> DATASET EXCERPTS:
[Start of Attachment]

PR #952, opened 2022-07-22
IGNITE-16665 Introduced integer table id.

ibessonov:
https://issues.apache.org/jira/browse/IGNITE-16665

### DIFF
--- a/modules/api/src/main/java/org/apache/ignite/configuration/schemas/table/TableConfigurationSchema.java
+++ b/modules/api/src/main/java/org/apache/ignite/configuration/schemas/table/TableConfigurationSchema.java
@@ -40,7 +40,7 @@ public class TableConfigurationSchema {
     @Immutable
     @Range(min = 1, max = Integer.MAX_VALUE)
     @Value(hasDefault = true)
-    public int intId = 0;
+    public int intId = 1;
 
     /** Table partitions. */
     @Range(min = 0, max = 65_000)
--- a/modules/api/src/main/java/org/apache/ignite/configuration/schemas/table/TableConfigurationSchema.java
+++ b/modules/api/src/main/java/org/apache/ignite/configuration/schemas/table/TableConfigurationSchema.java
@@ -36,7 +36,7 @@ public class TableConfigurationSchema {
     @InjectedName
     public String name;
 
-    /** Small integer id. */
+    /** Integer table id. */
     @Immutable
     @Range(min = 1, max = Integer.MAX_VALUE)
     @Value(hasDefault = true)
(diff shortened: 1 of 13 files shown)


SammyVimes (approved):
looks good to me

modules/api/src/main/java/org/apache/ignite/configuration/schemas/table/TableConfigurationSchema.java
```diff
@@ -35,6 +36,12 @@ public class TableConfigurationSchema {
     @InjectedName
     public String name;
 
+    /** Integer table id. */
+    @Immutable
+    @Range(min = 1, max = Integer.MAX_VALUE)
+    @Value(hasDefault = true)
+    public int intId = 1;
```
tkalkirill, line 43: Why such a name? seems to be more correct just **id**.
Why such a range?
Can we use UUID as an identifier?

modules/api/src/main/java/org/apache/ignite/configuration/schemas/table/TablesConfigurationSchema.java
```diff
@@ -29,6 +29,10 @@
 @SuppressWarnings("PMD.UnusedPrivateField")
 @ConfigurationRoot(rootName = "table", type = ConfigurationType.DISTRIBUTED)
 public class TablesConfigurationSchema {
+    /** Global integer id counter. */
+    @Value(hasDefault = true)
+    public int globalIdCounter = 0;
```
tkalkirill, line 34: Is this the global table identifier? why is it not clearly named? what happens if it overflows?

modules/page-memory/src/main/java/org/apache/ignite/internal/pagememory/persistence/store/FilePageStoreManager.java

[End of Attachment]

> WORK TO BE COMPLETED: Line by line, please copy the listing exactly.

> EXPECTED ANSWER:
PR #952, opened 2022-07-22
IGNITE-16665 Introduced integer table id.

ibessonov:
https://issues.apache.org/jira/browse/IGNITE-16665

### DIFF
--- a/modules/api/src/main/java/org/apache/ignite/configuration/schemas/table/TableConfigurationSchema.java
+++ b/modules/api/src/main/java/org/apache/ignite/configuration/schemas/table/TableConfigurationSchema.java
@@ -40,7 +40,7 @@ public class TableConfigurationSchema {
     @Immutable
     @Range(min = 1, max = Integer.MAX_VALUE)
     @Value(hasDefault = true)
-    public int intId = 0;
+    public int intId = 1;
 
     /** Table partitions. */
     @Range(min = 0, max = 65_000)
--- a/modules/api/src/main/java/org/apache/ignite/configuration/schemas/table/TableConfigurationSchema.java
+++ b/modules/api/src/main/java/org/apache/ignite/configuration/schemas/table/TableConfigurationSchema.java
@@ -36,7 +36,7 @@ public class TableConfigurationSchema {
     @InjectedName
     public String name;
 
-    /** Small integer id. */
+    /** Integer table id. */
     @Immutable
     @Range(min = 1, max = Integer.MAX_VALUE)
     @Value(hasDefault = true)
(diff shortened: 1 of 13 files shown)


SammyVimes (approved):
looks good to me

modules/api/src/main/java/org/apache/ignite/configuration/schemas/table/TableConfigurationSchema.java
```diff
@@ -35,6 +36,12 @@ public class TableConfigurationSchema {
     @InjectedName
     public String name;
 
+    /** Integer table id. */
+    @Immutable
+    @Range(min = 1, max = Integer.MAX_VALUE)
+    @Value(hasDefault = true)
+    public int intId = 1;
```
tkalkirill, line 43: Why such a name? seems to be more correct just **id**.
Why such a range?
Can we use UUID as an identifier?

modules/api/src/main/java/org/apache/ignite/configuration/schemas/table/TablesConfigurationSchema.java
```diff
@@ -29,6 +29,10 @@
 @SuppressWarnings("PMD.UnusedPrivateField")
 @ConfigurationRoot(rootName = "table", type = ConfigurationType.DISTRIBUTED)
 public class TablesConfigurationSchema {
+    /** Global integer id counter. */
+    @Value(hasDefault = true)
+    public int globalIdCounter = 0;
```
tkalkirill, line 34: Is this the global table identifier? why is it not clearly named? what happens if it overflows?

modules/page-memory/src/main/java/org/apache/ignite/internal/pagememory/persistence/store/FilePageStoreManager.java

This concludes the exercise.